── The data
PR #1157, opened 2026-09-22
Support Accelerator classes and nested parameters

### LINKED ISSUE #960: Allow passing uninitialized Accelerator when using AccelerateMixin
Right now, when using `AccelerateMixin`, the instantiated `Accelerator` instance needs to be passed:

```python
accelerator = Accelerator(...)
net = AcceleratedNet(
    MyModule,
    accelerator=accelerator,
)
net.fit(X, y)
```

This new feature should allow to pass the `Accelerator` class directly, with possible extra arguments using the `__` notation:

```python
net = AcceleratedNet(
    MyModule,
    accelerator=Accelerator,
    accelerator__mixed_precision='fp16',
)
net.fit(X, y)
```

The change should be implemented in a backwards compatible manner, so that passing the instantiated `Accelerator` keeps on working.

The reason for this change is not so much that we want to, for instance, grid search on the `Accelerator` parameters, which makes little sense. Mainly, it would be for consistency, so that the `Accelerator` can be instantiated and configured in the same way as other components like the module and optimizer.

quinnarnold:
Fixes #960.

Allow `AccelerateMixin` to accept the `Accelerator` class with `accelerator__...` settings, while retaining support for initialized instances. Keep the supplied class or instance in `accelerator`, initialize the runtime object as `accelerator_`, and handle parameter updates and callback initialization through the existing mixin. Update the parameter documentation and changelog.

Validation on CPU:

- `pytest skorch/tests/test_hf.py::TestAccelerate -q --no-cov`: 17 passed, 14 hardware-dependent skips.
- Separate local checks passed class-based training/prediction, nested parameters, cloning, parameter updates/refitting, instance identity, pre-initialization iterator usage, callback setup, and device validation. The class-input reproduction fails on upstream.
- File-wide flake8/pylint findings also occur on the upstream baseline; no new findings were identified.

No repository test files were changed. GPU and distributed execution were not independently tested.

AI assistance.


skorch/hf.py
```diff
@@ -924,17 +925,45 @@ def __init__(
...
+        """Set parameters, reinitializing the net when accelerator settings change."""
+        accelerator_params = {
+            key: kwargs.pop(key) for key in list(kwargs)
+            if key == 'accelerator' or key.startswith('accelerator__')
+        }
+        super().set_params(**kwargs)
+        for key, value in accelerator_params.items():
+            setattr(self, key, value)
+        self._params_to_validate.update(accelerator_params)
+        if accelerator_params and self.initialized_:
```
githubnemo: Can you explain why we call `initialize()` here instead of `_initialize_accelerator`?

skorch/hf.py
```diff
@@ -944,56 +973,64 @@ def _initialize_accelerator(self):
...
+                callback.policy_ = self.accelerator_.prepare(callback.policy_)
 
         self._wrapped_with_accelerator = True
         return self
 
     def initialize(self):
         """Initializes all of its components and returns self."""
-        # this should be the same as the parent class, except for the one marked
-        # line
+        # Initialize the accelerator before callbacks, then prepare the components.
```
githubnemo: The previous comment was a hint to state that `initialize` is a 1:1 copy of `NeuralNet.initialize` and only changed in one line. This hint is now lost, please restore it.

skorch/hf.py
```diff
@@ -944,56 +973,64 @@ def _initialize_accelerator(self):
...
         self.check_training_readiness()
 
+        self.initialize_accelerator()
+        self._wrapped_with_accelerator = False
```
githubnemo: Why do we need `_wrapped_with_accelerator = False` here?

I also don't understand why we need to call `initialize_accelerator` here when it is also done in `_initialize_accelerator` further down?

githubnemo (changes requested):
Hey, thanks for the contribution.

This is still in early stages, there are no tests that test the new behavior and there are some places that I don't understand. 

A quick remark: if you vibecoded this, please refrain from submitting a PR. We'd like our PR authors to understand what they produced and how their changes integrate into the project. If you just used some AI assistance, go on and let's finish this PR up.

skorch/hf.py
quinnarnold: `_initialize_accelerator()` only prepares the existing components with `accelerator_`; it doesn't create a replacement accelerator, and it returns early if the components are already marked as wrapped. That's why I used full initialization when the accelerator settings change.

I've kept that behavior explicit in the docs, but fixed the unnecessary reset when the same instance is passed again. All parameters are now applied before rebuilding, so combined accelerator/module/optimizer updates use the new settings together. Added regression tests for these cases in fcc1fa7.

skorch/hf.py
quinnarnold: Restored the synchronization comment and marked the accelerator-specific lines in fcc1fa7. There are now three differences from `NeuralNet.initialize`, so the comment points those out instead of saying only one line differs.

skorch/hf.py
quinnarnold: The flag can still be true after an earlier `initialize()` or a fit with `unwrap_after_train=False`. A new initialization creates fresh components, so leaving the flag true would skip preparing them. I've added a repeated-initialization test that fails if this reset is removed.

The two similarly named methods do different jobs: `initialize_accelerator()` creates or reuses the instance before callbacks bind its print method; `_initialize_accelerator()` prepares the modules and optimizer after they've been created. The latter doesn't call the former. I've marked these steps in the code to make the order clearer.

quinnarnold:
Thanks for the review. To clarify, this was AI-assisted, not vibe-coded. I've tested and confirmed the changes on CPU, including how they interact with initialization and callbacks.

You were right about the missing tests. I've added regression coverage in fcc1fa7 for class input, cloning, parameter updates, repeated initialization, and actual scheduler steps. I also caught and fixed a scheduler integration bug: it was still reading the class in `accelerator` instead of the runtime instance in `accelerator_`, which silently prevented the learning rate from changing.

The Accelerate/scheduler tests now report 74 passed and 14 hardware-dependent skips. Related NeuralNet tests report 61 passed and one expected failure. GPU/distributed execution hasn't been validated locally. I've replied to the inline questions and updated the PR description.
────
Each line of the records belongs in the answer, reproduced exactly.

PR #1157, opened 2026-09-22
Support Accelerator classes and nested parameters

### LINKED ISSUE #960: Allow passing uninitialized Accelerator when using AccelerateMixin
Right now, when using `AccelerateMixin`, the instantiated `Accelerator` instance needs to be passed:

```python
accelerator = Accelerator(...)
net = AcceleratedNet(
    MyModule,
    accelerator=accelerator,
)
net.fit(X, y)
```

This new feature should allow to pass the `Accelerator` class directly, with possible extra arguments using the `__` notation:

```python
net = AcceleratedNet(
    MyModule,
    accelerator=Accelerator,
    accelerator__mixed_precision='fp16',
)
net.fit(X, y)
```

The change should be implemented in a backwards compatible manner, so that passing the instantiated `Accelerator` keeps on working.

The reason for this change is not so much that we want to, for instance, grid search on the `Accelerator` parameters, which makes little sense. Mainly, it would be for consistency, so that the `Accelerator` can be instantiated and configured in the same way as other components like the module and optimizer.

quinnarnold:
Fixes #960.

Allow `AccelerateMixin` to accept the `Accelerator` class with `accelerator__...` settings, while retaining support for initialized instances. Keep the supplied class or instance in `accelerator`, initialize the runtime object as `accelerator_`, and handle parameter updates and callback initialization through the existing mixin. Update the parameter documentation and changelog.

Validation on CPU:

- `pytest skorch/tests/test_hf.py::TestAccelerate -q --no-cov`: 17 passed, 14 hardware-dependent skips.
- Separate local checks passed class-based training/prediction, nested parameters, cloning, parameter updates/refitting, instance identity, pre-initialization iterator usage, callback setup, and device validation. The class-input reproduction fails on upstream.
- File-wide flake8/pylint findings also occur on the upstream baseline; no new findings were identified.

No repository test files were changed. GPU and distributed execution were not independently tested.

AI assistance.


skorch/hf.py
```diff
@@ -924,17 +925,45 @@ def __init__(
...
+        """Set parameters, reinitializing the net when accelerator settings change."""
+        accelerator_params = {
+            key: kwargs.pop(key) for key in list(kwargs)
+            if key == 'accelerator' or key.startswith('accelerator__')
+        }
+        super().set_params(**kwargs)
+        for key, value in accelerator_params.items():
+            setattr(self, key, value)
+        self._params_to_validate.update(accelerator_params)
+        if accelerator_params and self.initialized_:
```
githubnemo: Can you explain why we call `initialize()` here instead of `_initialize_accelerator`?

skorch/hf.py
```diff
@@ -944,56 +973,64 @@ def _initialize_accelerator(self):
...
+                callback.policy_ = self.accelerator_.prepare(callback.policy_)
 
         self._wrapped_with_accelerator = True
         return self
 
     def initialize(self):
         """Initializes all of its components and returns self."""
-        # this should be the same as the parent class, except for the one marked
-        # line
+        # Initialize the accelerator before callbacks, then prepare the components.
```
githubnemo: The previous comment was a hint to state that `initialize` is a 1:1 copy of `NeuralNet.initialize` and only changed in one line. This hint is now lost, please restore it.

skorch/hf.py
```diff
@@ -944,56 +973,64 @@ def _initialize_accelerator(self):
...
         self.check_training_readiness()
 
+        self.initialize_accelerator()
+        self._wrapped_with_accelerator = False
```
githubnemo: Why do we need `_wrapped_with_accelerator = False` here?

I also don't understand why we need to call `initialize_accelerator` here when it is also done in `_initialize_accelerator` further down?

githubnemo (changes requested):
Hey, thanks for the contribution.

This is still in early stages, there are no tests that test the new behavior and there are some places that I don't understand. 

A quick remark: if you vibecoded this, please refrain from submitting a PR. We'd like our PR authors to understand what they produced and how their changes integrate into the project. If you just used some AI assistance, go on and let's finish this PR up.

skorch/hf.py
quinnarnold: `_initialize_accelerator()` only prepares the existing components with `accelerator_`; it doesn't create a replacement accelerator, and it returns early if the components are already marked as wrapped. That's why I used full initialization when the accelerator settings change.

I've kept that behavior explicit in the docs, but fixed the unnecessary reset when the same instance is passed again. All parameters are now applied before rebuilding, so combined accelerator/module/optimizer updates use the new settings together. Added regression tests for these cases in fcc1fa7.

skorch/hf.py
quinnarnold: Restored the synchronization comment and marked the accelerator-specific lines in fcc1fa7. There are now three differences from `NeuralNet.initialize`, so the comment points those out instead of saying only one line differs.

skorch/hf.py
quinnarnold: The flag can still be true after an earlier `initialize()` or a fit with `unwrap_after_train=False`. A new initialization creates fresh components, so leaving the flag true would skip preparing them. I've added a repeated-initialization test that fails if this reset is removed.

The two similarly named methods do different jobs: `initialize_accelerator()` creates or reuses the instance before callbacks bind its print method; `_initialize_accelerator()` prepares the modules and optimizer after they've been created. The latter doesn't call the former. I've marked these steps in the code to make the order clearer.

quinnarnold:
Thanks for the review. To clarify, this was AI-assisted, not vibe-coded. I've tested and confirmed the changes on CPU, including how they interact with initialization and callbacks.

You were right about the missing tests. I've added regression coverage in fcc1fa7 for class input, cloning, parameter updates, repeated initialization, and actual scheduler steps. I also caught and fixed a scheduler integration bug: it was still reading the class in `accelerator` instead of the runtime instance in `accelerator_`, which silently prevented the learning rate from changing.

The Accelerate/scheduler tests now report 74 passed and 14 hardware-dependent skips. Related NeuralNet tests report 61 passed and one expected failure. GPU/distributed execution hasn't been validated locally. I've replied to the inline questions and updated the PR description.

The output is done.